Both violence in general and terrorist violence in particular are declining but most people seem to consider these facts counterintuitive.

It is a curious thing that at a time of low levels of violence many are convinced matters are getting worse.

I am a big fan of Stephen Pinker. The Canadian linguist/thinker first came to my attention years ago when I was a lot more into languages and linguistics (I taught undergraduate linguistics at Carleton University in Ottawa for 15 years). He came up with some truly fascinating ideas about language and how it functions (you really should read his 1994 book The Language Instinct).

But as this is a blog about terrorism I want to focus on another of his works. In 2011 he penned The Better Angels of our Nature: Why violence has declined, a masterful 800-page whopper that shows quite convincingly, at least in my view, that if you go back into the mists of human history and end up at the present you will see that we have collectively become much less violent over the millennia. You read that right: LESS violent, not MORE.

This is all counterintuitive I imagine for most people. After all, we read constantly about wars and killings and terrorism and other such forms of depravity visited by one group of humans and another. We also know the old journalistic adage “if it bleeds, it leads”. No one reads news stories headlined ‘Cat has kittens’.

And yet it appears that if you actually look at data, real data, violence is on the descendant. Note that I am not saying it is gone, but just that on a proportionate level it has declined over time. We humans don’t tend to massacre others nearly as often as we did, as bones discovered recently in Spain seem to suggest.

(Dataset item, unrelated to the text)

PR #54, opened 2020-03-05
HBASE-23934 [operator tools] Add forbiddennapis plugin to pom.xml so …

wchevreuil:
…that we can permanently ban references to hbase I.A. private classes from hbck2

No matter how often we come across stories like this one out of France, which demonstrates that crime rates are stabilising if not falling, we believe the opposite. Part of this is probably political in nature and part of it is human nature: we probably tend to see the worst in each other. But the facts are what the facts are.

The same applies to terrorism.

As the comprehensive Global Terrorism Index for 2019 showed, deaths from terrorism have been declining since a peak in 2014. Yes, there are regional variations and some countries (like Afghanistan) are moving in the opposite direction, but the overall pattern is positive. No, terrorism has not been ‘defeated’ and never will since no one can defeat a common noun, but it is on the wane.

It would be best to keep this in mind when we look at the ‘resurgence’ of Islamic State (ISIS), Al Qaeda (AQ) and other jihadi groups and wring our hands over the ‘rise’ of far right violence. Even if we see momentary spikes in attacks here and there it is more likely that the downward trend should continue.

But, as they say, ‘past performance is not indicative of future results’. I would be both naive and foolish to think this cannot all go south on us again. That is why we need both to be vigilant in identifying terrorists before they act and interdicting their acts of violence and identifying those at risk of radicalisation and getting them off the ‘pathway’ before it is too late (NB the former is much easier than the latter IMHO).

Terrorism will always be with us, alas, but that does not mean we have to see it as bigger than it really is. One of the goals of terrorists and terrorist groups is to scare us: let’s not do that to ourselves and hence do that job for them.

By Phil Gurski

Phil Gurski is the President and CEO of Borealis Threat and Risk Consulting Ltd. Phil is a 32-year veteran of CSE and CSIS and the author of six books on terrorism.